I have the following simplified by many columns table.
Person Period Cost_Center Previous_Cost_Center
----------- ---------------- ----------- ----------------------
123 2019003 1
123 2019004 1
123 2019005 2
123 2019006 2
123 2019007 3
For each Person, I would like to find his Previous Cost Center and save it in the corresponding column.
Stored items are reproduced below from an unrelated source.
PR #696, opened 2020-01-06
Integration test for benchmark generator

Lynn14m:
Signed-off-by: lmuswere <lynn14m@gmail.com>


.travis/benchmark-integration-test-verdaccio.sh
```diff
@@ -22,6 +22,7 @@ npm i && npm run repoclean -- --yes && npm run bootstrap
 
 # Call CLI through the local binary
 export CALL_METHOD="npx caliper"
+export GENERATOR_METHOD="yo"
```
nklincoln: you will need the explicit generator call here ... ie `yo caliper-generator` etc

packages/caliper-tests-integration/generator_tests/myWorkspace/src/marbles/node/package.json
```diff
@@ -0,0 +1,17 @@
+{
+	"name": "marbles",
+	"version": "1.0.0",
+	"description": "marbles chaincode implemented in node.js",
+	"engines": {
+		"node": ">=8.4.0",
+		"npm": ">=5.3.0"
+	},
+	"scripts": {
+		"start": "node marbles.js"
```
nklincoln: general comment - is it necessary to include the smart contracts in the workspace? Is it possible to link direct to existing s-contracts outside the workspace, or is that a current limitation of caliper (if so we might want to fix that at some point ... but not for this)

nklincoln:
👌 Excellent ... the final piece of the generator puzzle 👍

The previous Cost Center has to be different from the current one.
What I would like to get:
Person Period Cost_Center Previous_Cost_Center
----------- ---------------- ----------- ---------------------
123 2019003 1 NULL
123 2019004 1 NULL
123 2019005 2 1
123 2019006 2 1 <----- Problematic row
123 2019007 3 2
Standard LAG() function over the period would actually output:
Person Period Cost_Center Previous_Cost_Center
----------- ---------------- ----------- ---------------------
123 2019003 1 NULL
123 2019004 1 NULL
123 2019005 2 1
123 2019006 2 2 <----- Problematic row
123 2019007 3 2
What I would like to have in a problematic row is the last different Cost_Center value which is 1 and not 2. What I thought of using is to check if the previous Cost_Center is different:
CASE
WHEN
LAG ( Cost_Center ) OVER ( PARTITION BY Person ORDER BY Period ) != Cost_Center
THEN
LAG ( Cost_Center ) OVER ( PARTITION BY Person ORDER BY Period )
ELSE
Previous_Cost_Center
END
AS Previous_Cost_Center,
But then I end up without a Previous_Cost_Center value in row 4 at all. How can this be archived using SQL? How can I take over the last different Cost_Center value to save it in Previous_Cost_Center sorting by Period?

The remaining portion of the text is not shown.